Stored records
------------------------------------------------------------

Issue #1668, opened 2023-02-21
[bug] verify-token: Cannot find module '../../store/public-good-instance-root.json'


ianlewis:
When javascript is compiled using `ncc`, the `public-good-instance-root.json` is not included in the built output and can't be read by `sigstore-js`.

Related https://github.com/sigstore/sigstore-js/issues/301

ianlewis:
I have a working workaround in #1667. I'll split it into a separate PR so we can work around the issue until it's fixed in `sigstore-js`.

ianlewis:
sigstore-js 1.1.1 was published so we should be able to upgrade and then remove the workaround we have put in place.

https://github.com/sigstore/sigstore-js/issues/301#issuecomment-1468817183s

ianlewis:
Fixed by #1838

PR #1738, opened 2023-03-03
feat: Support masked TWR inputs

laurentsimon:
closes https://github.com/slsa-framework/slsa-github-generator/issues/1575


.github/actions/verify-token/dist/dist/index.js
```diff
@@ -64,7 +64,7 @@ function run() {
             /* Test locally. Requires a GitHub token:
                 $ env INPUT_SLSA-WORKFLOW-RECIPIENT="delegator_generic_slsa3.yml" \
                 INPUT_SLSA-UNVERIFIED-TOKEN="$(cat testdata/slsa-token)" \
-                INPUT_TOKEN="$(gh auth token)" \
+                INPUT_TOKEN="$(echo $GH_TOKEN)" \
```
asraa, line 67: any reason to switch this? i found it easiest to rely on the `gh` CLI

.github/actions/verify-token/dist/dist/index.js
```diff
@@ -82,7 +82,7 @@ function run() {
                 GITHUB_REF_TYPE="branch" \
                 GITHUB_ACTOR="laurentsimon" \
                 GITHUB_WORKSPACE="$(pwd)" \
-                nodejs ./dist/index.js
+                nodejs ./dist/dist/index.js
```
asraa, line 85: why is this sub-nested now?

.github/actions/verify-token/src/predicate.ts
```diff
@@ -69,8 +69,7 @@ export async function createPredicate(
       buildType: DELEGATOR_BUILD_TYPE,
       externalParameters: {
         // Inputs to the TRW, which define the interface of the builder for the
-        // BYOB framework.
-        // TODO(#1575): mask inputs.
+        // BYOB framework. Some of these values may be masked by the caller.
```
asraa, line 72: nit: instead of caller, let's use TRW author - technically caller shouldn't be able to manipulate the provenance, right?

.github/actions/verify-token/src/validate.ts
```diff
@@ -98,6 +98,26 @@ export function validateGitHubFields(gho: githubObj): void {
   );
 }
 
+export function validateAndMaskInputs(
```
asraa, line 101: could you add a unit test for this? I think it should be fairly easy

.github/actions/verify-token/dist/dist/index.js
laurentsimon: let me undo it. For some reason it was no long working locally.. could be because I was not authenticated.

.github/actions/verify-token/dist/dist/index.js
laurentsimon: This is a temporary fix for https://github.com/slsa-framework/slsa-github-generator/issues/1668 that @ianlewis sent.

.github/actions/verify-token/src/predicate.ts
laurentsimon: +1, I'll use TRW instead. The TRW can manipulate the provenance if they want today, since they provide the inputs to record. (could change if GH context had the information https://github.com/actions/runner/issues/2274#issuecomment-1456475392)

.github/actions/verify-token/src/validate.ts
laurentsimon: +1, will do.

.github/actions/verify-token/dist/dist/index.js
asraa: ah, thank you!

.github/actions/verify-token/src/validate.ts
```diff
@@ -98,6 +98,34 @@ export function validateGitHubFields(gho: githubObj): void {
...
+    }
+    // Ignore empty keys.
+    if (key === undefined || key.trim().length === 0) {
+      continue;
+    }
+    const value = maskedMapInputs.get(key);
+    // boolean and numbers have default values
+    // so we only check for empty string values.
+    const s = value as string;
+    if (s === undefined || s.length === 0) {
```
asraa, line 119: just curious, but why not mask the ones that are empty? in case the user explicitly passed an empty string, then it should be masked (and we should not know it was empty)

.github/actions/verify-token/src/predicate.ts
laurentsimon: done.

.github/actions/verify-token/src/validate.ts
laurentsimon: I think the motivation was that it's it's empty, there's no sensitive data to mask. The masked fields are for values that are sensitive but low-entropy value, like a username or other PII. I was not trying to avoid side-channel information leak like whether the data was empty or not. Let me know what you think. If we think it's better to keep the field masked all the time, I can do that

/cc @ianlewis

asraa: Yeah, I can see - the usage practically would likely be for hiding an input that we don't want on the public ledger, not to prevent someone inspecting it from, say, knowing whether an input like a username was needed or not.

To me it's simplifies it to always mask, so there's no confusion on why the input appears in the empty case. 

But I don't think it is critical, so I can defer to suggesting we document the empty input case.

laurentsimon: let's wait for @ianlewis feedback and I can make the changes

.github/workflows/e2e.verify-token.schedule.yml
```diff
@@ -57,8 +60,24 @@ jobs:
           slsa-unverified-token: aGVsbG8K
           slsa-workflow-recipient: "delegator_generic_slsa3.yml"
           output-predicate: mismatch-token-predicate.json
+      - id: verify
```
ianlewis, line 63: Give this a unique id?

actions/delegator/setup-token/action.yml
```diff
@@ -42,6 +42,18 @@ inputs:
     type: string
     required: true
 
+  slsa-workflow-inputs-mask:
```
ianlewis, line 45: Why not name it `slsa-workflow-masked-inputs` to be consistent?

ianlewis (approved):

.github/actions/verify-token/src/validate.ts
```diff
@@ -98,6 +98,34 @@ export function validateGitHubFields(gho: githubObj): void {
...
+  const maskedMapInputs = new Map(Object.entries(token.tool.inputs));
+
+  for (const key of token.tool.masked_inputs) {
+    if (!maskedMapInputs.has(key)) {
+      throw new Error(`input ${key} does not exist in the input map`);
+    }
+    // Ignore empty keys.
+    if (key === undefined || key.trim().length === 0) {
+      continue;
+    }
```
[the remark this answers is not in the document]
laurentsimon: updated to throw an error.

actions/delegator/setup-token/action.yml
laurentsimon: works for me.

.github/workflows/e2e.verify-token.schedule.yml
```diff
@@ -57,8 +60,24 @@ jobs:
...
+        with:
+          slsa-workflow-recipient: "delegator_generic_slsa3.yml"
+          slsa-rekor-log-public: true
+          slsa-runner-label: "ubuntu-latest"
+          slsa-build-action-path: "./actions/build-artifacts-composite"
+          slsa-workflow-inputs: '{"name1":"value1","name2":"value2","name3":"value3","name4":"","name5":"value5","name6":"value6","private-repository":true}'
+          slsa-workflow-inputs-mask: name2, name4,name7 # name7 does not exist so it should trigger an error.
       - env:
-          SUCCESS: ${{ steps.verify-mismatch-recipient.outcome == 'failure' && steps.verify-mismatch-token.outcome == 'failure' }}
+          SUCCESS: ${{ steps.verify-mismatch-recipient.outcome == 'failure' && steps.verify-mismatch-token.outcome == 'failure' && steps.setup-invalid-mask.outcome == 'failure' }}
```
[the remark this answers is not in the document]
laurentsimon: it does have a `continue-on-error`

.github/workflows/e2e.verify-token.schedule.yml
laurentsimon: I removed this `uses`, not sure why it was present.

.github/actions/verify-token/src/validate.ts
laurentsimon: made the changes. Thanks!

------------------------------------------------------------

* [WHAT YOU ARE ASKED TO DO]: Please give the full set of data again exactly.

* [REPLY]:
Issue #1668, opened 2023-02-21
[bug] verify-token: Cannot find module '../../store/public-good-instance-root.json'


ianlewis:
When javascript is compiled using `ncc`, the `public-good-instance-root.json` is not included in the built output and can't be read by `sigstore-js`.

Related https://github.com/sigstore/sigstore-js/issues/301

ianlewis:
I have a working workaround in #1667. I'll split it into a separate PR so we can work around the issue until it's fixed in `sigstore-js`.

ianlewis:
sigstore-js 1.1.1 was published so we should be able to upgrade and then remove the workaround we have put in place.

https://github.com/sigstore/sigstore-js/issues/301#issuecomment-1468817183s

ianlewis:
Fixed by #1838

PR #1738, opened 2023-03-03
feat: Support masked TWR inputs

laurentsimon:
closes https://github.com/slsa-framework/slsa-github-generator/issues/1575


.github/actions/verify-token/dist/dist/index.js
```diff
@@ -64,7 +64,7 @@ function run() {
             /* Test locally. Requires a GitHub token:
                 $ env INPUT_SLSA-WORKFLOW-RECIPIENT="delegator_generic_slsa3.yml" \
                 INPUT_SLSA-UNVERIFIED-TOKEN="$(cat testdata/slsa-token)" \
-                INPUT_TOKEN="$(gh auth token)" \
+                INPUT_TOKEN="$(echo $GH_TOKEN)" \
```
asraa, line 67: any reason to switch this? i found it easiest to rely on the `gh` CLI

.github/actions/verify-token/dist/dist/index.js
```diff
@@ -82,7 +82,7 @@ function run() {
                 GITHUB_REF_TYPE="branch" \
                 GITHUB_ACTOR="laurentsimon" \
                 GITHUB_WORKSPACE="$(pwd)" \
-                nodejs ./dist/index.js
+                nodejs ./dist/dist/index.js
```
asraa, line 85: why is this sub-nested now?

.github/actions/verify-token/src/predicate.ts
```diff
@@ -69,8 +69,7 @@ export async function createPredicate(
       buildType: DELEGATOR_BUILD_TYPE,
       externalParameters: {
         // Inputs to the TRW, which define the interface of the builder for the
-        // BYOB framework.
-        // TODO(#1575): mask inputs.
+        // BYOB framework. Some of these values may be masked by the caller.
```
asraa, line 72: nit: instead of caller, let's use TRW author - technically caller shouldn't be able to manipulate the provenance, right?

.github/actions/verify-token/src/validate.ts
```diff
@@ -98,6 +98,26 @@ export function validateGitHubFields(gho: githubObj): void {
   );
 }
 
+export function validateAndMaskInputs(
```
asraa, line 101: could you add a unit test for this? I think it should be fairly easy

.github/actions/verify-token/dist/dist/index.js
laurentsimon: let me undo it. For some reason it was no long working locally.. could be because I was not authenticated.

.github/actions/verify-token/dist/dist/index.js
laurentsimon: This is a temporary fix for https://github.com/slsa-framework/slsa-github-generator/issues/1668 that @ianlewis sent.

.github/actions/verify-token/src/predicate.ts
laurentsimon: +1, I'll use TRW instead. The TRW can manipulate the provenance if they want today, since they provide the inputs to record. (could change if GH context had the information https://github.com/actions/runner/issues/2274#issuecomment-1456475392)

.github/actions/verify-token/src/validate.ts
laurentsimon: +1, will do.

.github/actions/verify-token/dist/dist/index.js
asraa: ah, thank you!

.github/actions/verify-token/src/validate.ts
```diff
@@ -98,6 +98,34 @@ export function validateGitHubFields(gho: githubObj): void {
...
+    }
+    // Ignore empty keys.
+    if (key === undefined || key.trim().length === 0) {
+      continue;
+    }
+    const value = maskedMapInputs.get(key);
+    // boolean and numbers have default values
+    // so we only check for empty string values.
+    const s = value as string;
+    if (s === undefined || s.length === 0) {
```
asraa, line 119: just curious, but why not mask the ones that are empty? in case the user explicitly passed an empty string, then it should be masked (and we should not know it was empty)

.github/actions/verify-token/src/predicate.ts
laurentsimon: done.

.github/actions/verify-token/src/validate.ts
laurentsimon: I think the motivation was that it's it's empty, there's no sensitive data to mask. The masked fields are for values that are sensitive but low-entropy value, like a username or other PII. I was not trying to avoid side-channel information leak like whether the data was empty or not. Let me know what you think. If we think it's better to keep the field masked all the time, I can do that

/cc @ianlewis

asraa: Yeah, I can see - the usage practically would likely be for hiding an input that we don't want on the public ledger, not to prevent someone inspecting it from, say, knowing whether an input like a username was needed or not.

To me it's simplifies it to always mask, so there's no confusion on why the input appears in the empty case. 

But I don't think it is critical, so I can defer to suggesting we document the empty input case.

laurentsimon: let's wait for @ianlewis feedback and I can make the changes

.github/workflows/e2e.verify-token.schedule.yml
```diff
@@ -57,8 +60,24 @@ jobs:
           slsa-unverified-token: aGVsbG8K
           slsa-workflow-recipient: "delegator_generic_slsa3.yml"
           output-predicate: mismatch-token-predicate.json
+      - id: verify
```
ianlewis, line 63: Give this a unique id?

actions/delegator/setup-token/action.yml
```diff
@@ -42,6 +42,18 @@ inputs:
     type: string
     required: true
 
+  slsa-workflow-inputs-mask:
```
ianlewis, line 45: Why not name it `slsa-workflow-masked-inputs` to be consistent?

ianlewis (approved):

.github/actions/verify-token/src/validate.ts
```diff
@@ -98,6 +98,34 @@ export function validateGitHubFields(gho: githubObj): void {
...
+  const maskedMapInputs = new Map(Object.entries(token.tool.inputs));
+
+  for (const key of token.tool.masked_inputs) {
+    if (!maskedMapInputs.has(key)) {
+      throw new Error(`input ${key} does not exist in the input map`);
+    }
+    // Ignore empty keys.
+    if (key === undefined || key.trim().length === 0) {
+      continue;
+    }
```
[the remark this answers is not in the document]
laurentsimon: updated to throw an error.

actions/delegator/setup-token/action.yml
laurentsimon: works for me.

.github/workflows/e2e.verify-token.schedule.yml
```diff
@@ -57,8 +60,24 @@ jobs:
...
+        with:
+          slsa-workflow-recipient: "delegator_generic_slsa3.yml"
+          slsa-rekor-log-public: true
+          slsa-runner-label: "ubuntu-latest"
+          slsa-build-action-path: "./actions/build-artifacts-composite"
+          slsa-workflow-inputs: '{"name1":"value1","name2":"value2","name3":"value3","name4":"","name5":"value5","name6":"value6","private-repository":true}'
+          slsa-workflow-inputs-mask: name2, name4,name7 # name7 does not exist so it should trigger an error.
       - env:
-          SUCCESS: ${{ steps.verify-mismatch-recipient.outcome == 'failure' && steps.verify-mismatch-token.outcome == 'failure' }}
+          SUCCESS: ${{ steps.verify-mismatch-recipient.outcome == 'failure' && steps.verify-mismatch-token.outcome == 'failure' && steps.setup-invalid-mask.outcome == 'failure' }}
```
[the remark this answers is not in the document]
laurentsimon: it does have a `continue-on-error`

.github/workflows/e2e.verify-token.schedule.yml
laurentsimon: I removed this `uses`, not sure why it was present.

.github/actions/verify-token/src/validate.ts
laurentsimon: made the changes. Thanks!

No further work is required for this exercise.